▸ Try it
Character for character, write out the data below.

▸ Provided information
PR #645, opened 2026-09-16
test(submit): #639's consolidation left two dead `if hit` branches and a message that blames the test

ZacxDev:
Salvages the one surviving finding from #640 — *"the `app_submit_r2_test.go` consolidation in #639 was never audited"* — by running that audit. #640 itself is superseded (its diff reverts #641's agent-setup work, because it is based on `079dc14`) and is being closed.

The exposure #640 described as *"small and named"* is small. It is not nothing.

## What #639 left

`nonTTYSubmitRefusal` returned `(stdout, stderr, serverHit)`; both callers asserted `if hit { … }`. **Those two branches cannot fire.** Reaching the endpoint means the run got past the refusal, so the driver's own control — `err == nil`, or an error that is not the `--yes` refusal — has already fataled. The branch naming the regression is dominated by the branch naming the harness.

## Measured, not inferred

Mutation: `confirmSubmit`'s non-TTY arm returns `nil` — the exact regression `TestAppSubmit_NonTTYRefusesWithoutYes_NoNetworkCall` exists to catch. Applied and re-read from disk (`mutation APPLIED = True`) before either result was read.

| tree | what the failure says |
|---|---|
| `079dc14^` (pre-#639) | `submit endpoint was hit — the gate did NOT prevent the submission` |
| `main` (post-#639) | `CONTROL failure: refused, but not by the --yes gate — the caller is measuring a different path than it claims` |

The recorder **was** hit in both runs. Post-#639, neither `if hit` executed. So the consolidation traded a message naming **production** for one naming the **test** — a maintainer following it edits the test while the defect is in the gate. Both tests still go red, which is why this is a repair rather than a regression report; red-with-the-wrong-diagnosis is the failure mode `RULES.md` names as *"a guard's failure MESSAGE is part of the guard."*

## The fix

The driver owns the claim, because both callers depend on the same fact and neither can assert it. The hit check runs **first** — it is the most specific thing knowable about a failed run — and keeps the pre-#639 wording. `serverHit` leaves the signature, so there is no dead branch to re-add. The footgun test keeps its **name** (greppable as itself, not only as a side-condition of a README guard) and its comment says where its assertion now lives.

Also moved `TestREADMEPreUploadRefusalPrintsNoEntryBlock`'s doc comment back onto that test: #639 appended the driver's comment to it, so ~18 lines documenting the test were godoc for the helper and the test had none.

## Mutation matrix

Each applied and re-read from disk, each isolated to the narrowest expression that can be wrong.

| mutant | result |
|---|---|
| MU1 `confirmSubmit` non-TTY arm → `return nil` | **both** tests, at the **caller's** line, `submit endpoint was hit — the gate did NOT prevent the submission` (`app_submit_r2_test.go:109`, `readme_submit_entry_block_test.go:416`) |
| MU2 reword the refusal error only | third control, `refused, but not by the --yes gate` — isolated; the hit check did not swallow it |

▸ Written solution
PR #645, opened 2026-09-16
test(submit): #639's consolidation left two dead `if hit` branches and a message that blames the test

ZacxDev:
Salvages the one surviving finding from #640 — *"the `app_submit_r2_test.go` consolidation in #639 was never audited"* — by running that audit. #640 itself is superseded (its diff reverts #641's agent-setup work, because it is based on `079dc14`) and is being closed.

The exposure #640 described as *"small and named"* is small. It is not nothing.

## What #639 left

`nonTTYSubmitRefusal` returned `(stdout, stderr, serverHit)`; both callers asserted `if hit { … }`. **Those two branches cannot fire.** Reaching the endpoint means the run got past the refusal, so the driver's own control — `err == nil`, or an error that is not the `--yes` refusal — has already fataled. The branch naming the regression is dominated by the branch naming the harness.

## Measured, not inferred

Mutation: `confirmSubmit`'s non-TTY arm returns `nil` — the exact regression `TestAppSubmit_NonTTYRefusesWithoutYes_NoNetworkCall` exists to catch. Applied and re-read from disk (`mutation APPLIED = True`) before either result was read.

| tree | what the failure says |
|---|---|
| `079dc14^` (pre-#639) | `submit endpoint was hit — the gate did NOT prevent the submission` |
| `main` (post-#639) | `CONTROL failure: refused, but not by the --yes gate — the caller is measuring a different path than it claims` |

The recorder **was** hit in both runs. Post-#639, neither `if hit` executed. So the consolidation traded a message naming **production** for one naming the **test** — a maintainer following it edits the test while the defect is in the gate. Both tests still go red, which is why this is a repair rather than a regression report; red-with-the-wrong-diagnosis is the failure mode `RULES.md` names as *"a guard's failure MESSAGE is part of the guard."*

## The fix

The driver owns the claim, because both callers depend on the same fact and neither can assert it. The hit check runs **first** — it is the most specific thing knowable about a failed run — and keeps the pre-#639 wording. `serverHit` leaves the signature, so there is no dead branch to re-add. The footgun test keeps its **name** (greppable as itself, not only as a side-condition of a README guard) and its comment says where its assertion now lives.

Also moved `TestREADMEPreUploadRefusalPrintsNoEntryBlock`'s doc comment back onto that test: #639 appended the driver's comment to it, so ~18 lines documenting the test were godoc for the helper and the test had none.

## Mutation matrix

Each applied and re-read from disk, each isolated to the narrowest expression that can be wrong.

| mutant | result |
|---|---|
| MU1 `confirmSubmit` non-TTY arm → `return nil` | **both** tests, at the **caller's** line, `submit endpoint was hit — the gate did NOT prevent the submission` (`app_submit_r2_test.go:109`, `readme_submit_entry_block_test.go:416`) |
| MU2 reword the refusal error only | third control, `refused, but not by the --yes gate` — isolated; the hit check did not swallow it |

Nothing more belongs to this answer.